• [DESCRIPTION OF THE TASK] From the entries that follow, copy every line with the word "where".
Top of STORED DATA
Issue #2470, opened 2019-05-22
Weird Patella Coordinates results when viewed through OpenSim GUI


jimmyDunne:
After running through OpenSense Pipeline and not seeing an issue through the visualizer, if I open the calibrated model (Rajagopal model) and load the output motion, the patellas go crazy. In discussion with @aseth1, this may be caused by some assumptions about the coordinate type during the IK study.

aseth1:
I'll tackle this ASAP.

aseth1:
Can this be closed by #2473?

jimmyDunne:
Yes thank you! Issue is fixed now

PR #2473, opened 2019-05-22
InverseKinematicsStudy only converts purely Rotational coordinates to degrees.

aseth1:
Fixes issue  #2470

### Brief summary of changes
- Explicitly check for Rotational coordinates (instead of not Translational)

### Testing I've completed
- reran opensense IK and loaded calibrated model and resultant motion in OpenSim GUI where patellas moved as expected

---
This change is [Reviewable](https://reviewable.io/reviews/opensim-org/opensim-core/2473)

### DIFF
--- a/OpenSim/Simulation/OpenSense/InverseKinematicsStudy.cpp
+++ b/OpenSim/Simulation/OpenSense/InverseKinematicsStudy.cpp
Bottom of STORED DATA
Top of STORED DATA
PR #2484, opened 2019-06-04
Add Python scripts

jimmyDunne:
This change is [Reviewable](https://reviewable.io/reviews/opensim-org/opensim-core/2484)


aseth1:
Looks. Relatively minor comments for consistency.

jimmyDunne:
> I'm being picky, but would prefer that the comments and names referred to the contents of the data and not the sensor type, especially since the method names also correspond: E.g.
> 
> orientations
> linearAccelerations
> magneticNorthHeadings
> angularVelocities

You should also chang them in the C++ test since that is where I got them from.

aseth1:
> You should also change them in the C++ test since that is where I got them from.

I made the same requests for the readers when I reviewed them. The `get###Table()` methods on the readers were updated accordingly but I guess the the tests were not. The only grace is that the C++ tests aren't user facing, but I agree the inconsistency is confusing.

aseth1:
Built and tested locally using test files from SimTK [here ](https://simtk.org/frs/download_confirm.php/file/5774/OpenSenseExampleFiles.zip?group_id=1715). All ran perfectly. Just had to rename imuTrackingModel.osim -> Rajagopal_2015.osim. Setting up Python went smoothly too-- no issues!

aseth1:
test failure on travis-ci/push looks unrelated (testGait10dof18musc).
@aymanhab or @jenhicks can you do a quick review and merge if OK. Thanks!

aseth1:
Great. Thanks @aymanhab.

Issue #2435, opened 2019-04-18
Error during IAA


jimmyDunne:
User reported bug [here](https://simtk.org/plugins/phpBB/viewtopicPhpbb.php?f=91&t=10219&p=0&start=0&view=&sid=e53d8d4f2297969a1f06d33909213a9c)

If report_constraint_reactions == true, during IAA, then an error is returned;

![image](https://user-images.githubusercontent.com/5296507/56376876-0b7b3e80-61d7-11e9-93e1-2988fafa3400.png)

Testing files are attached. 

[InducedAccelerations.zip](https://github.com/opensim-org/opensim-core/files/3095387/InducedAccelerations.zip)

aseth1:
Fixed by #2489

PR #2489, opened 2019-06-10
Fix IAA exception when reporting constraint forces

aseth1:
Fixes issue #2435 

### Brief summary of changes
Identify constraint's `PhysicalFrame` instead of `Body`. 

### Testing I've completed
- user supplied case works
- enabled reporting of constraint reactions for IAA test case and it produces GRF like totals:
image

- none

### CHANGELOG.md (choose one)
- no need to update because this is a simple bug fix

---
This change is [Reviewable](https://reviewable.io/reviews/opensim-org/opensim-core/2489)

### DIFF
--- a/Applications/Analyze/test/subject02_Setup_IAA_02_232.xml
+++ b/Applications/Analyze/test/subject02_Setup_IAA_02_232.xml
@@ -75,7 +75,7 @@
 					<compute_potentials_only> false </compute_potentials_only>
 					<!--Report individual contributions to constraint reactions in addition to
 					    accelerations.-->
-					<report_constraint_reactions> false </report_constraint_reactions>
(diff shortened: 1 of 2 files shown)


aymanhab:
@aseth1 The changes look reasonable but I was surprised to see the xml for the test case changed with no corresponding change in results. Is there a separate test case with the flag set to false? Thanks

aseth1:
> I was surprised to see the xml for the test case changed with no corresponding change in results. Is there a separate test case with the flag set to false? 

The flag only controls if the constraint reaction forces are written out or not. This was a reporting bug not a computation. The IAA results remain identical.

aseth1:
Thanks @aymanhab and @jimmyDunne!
Bottom of STORED DATA
Top of STORED DATA
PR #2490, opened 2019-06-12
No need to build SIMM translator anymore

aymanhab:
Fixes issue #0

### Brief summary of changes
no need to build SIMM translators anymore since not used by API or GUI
Bottom of STORED DATA
• [RESULT OF THIS EXERCISE]
- reran opensense IK and loaded calibrated model and resultant motion in OpenSim GUI where patellas moved as expected
You should also chang them in the C++ test since that is where I got them from.
> You should also change them in the C++ test since that is where I got them from.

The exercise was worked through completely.